Professor Moataz Attallah BSc, MSc, PhD, AHEA

School of Metallurgy and Materials
Professor of Advanced Materials Processing
Director of Research and Knowledge Transfer

Contact details

Telephone
(+44) (0) 121 414 7842
Fax
(+44) (0) 121 414 7890
Email
m.m.attallah@bham.ac.uk
Twitter
@MoatazAttallah
View my research portal
Address
School of Metallurgy and Materials
University of Birmingham
Edgbaston
Birmingham
B15 2TT
UK

Professor Moataz Attallah holds a chair in advanced materials processing. He received his PhD in metallurgy and materials science from the University of Birmingham (2007), BSc (highest honours) and MSc degrees from the American University in Cairo (AUC) Egypt, in mechanical engineering, and materials/manufacturing engineering respectively. Following his PhD, Moataz worked as a research fellow at the University of Manchester Materials Science Centre from January 2007, prior to his appointment as a lecturer at the School of Metallurgy and Materials at the University of Birmingham in June 2010.

His research over the past 20 years focuses on developing a metallurgical understanding of the material-process interaction in advanced manufacturing processes (additive manufacturing, powder processing, friction joining, and superplastic forming) of metallic materials, focusing on the process impact on the microstructure and structural integrity development. His research is conducted through research partnerships with the UK Atomic Energy Authority (UKAEA), GKN Aerospace, Rolls-Royce plc, MBDA, European Space Agency (ESA), ITP, Aero Engine Controls, Johnson-Matthey, BAE Systems, TWI, Safran group companies (Safran Power Units and Safran Landing Systems), Meggitt, Honda R&D, IHI Corporation, Prima Power (Italy), M&I Materials, Magnetic Shields Limited, and the Manufacturing Technology Centre (MTC).
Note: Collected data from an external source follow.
PR #7904, opened 2022-03-11
Support m1

esc:

### DIFF
--- a/buildscripts/condarecipe.local/meta.yaml
+++ b/buildscripts/condarecipe.local/meta.yaml
@@ -54,7 +54,7 @@ requirements:
     # avoid confusion from openblas bugs
     - libopenblas !=0.3.6      # [x86_64]
     # 0.3.17 buggy on M1 silicon
-    # https://github.com/xianyi/OpenBLAS/blob/develop/Changelog.txt#L118
+    # https://github.com/xianyi/OpenBLAS/blob/v0.3.20/Changelog.txt#L118
     # https://github.com/numba/numba/issues/7822#issuecomment-1063229855
     - libopenblas >=0.3.18     # [arm64]
     # CUDA 9.2 or later is required for CUDA support
--- a/buildscripts/condarecipe.local/meta.yaml
+++ b/buildscripts/condarecipe.local/meta.yaml
@@ -55,6 +55,7 @@ requirements:
     - libopenblas !=0.3.6      # [x86_64]
     # 0.3.17 buggy on M1 silicon
     # https://github.com/xianyi/OpenBLAS/blob/develop/Changelog.txt#L118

His current grant portfolio as a PI includes projects funded by Innovate-UK, EPSRC, DSTL, the UKAEA, as well as several industrial projects, with a career total grant income of £ 15M as a PI. He has published over 200 journal and conference papers and 3 book chapters (h-index: 47), in addition to being a co-inventor for 5 patents. He has given keynote and invited talks in conferences, universities, and research centres in the USA, Canada, Japan, Germany, China, Italy, Finland, Australia, Singapore, Brazil, Mexico, UAE, and Egypt. His awards include the UK Ministry of Defence and the French Delegation Generale pour l’Armement Award in 2013, and the Safran Group Innovation Prize in 2014.

Qualifications

  • Associate Module in Learning and Teaching in Higher Education, The University of Birmingham, 2012.
  • PhD (Metallurgy & Materials Science), University of Birmingham, 2007 (Degree conferred 2008).
  • MSc (Materials & Manufacturing), The American University in Cairo, 2003.
  • BSc Hons (Mechanical Engineering), The American University in Cairo (Egypt), 2001.

Biography

Professor Moataz Attallah - Professor of Advanced Materials Processing

Moataz was born in Egypt, attending Orman Experimental Language School in Giza. He received his BSc (highest honours) and MSc in mechanical and materials/manufacturing engineering, 2001 and 2003 respectively, from the American University in Cairo, Egypt. He went on to study for a PhD in Metallurgy and Materials Science from the University of Birmingham between 2003 and 2007. He then worked as a research fellow between January 2007 and June 2010 at the, University of Manchester’s School of Materials with Prof. Michael Preuss. He was a member of the Stress & Damage Characterisation Unit (led by Professor Phil Withers), which is the largest research group in Europe with a research portfolio focused on neutron and synchrotron x-ray diffraction. During that period, Moataz had a brief spell at Osaka University in Japan, where he worked on in-situ confocal microscopy in Prof. Komizo’s laboratory.

 

From June 2010, he returned to the University of Birmingham as a lecturer in advanced materials processing. He was appointed to a chair in advanced materials processing in August 2014. He leads the Advanced Materials and Processing Lab (AMPLab) www.birmingham.ac.uk/amplab . The group has raised over £15M of research funding since 2010.

 

Moataz teaches undergraduate and postgraduate modules on advanced manufacturing and aerospace materials.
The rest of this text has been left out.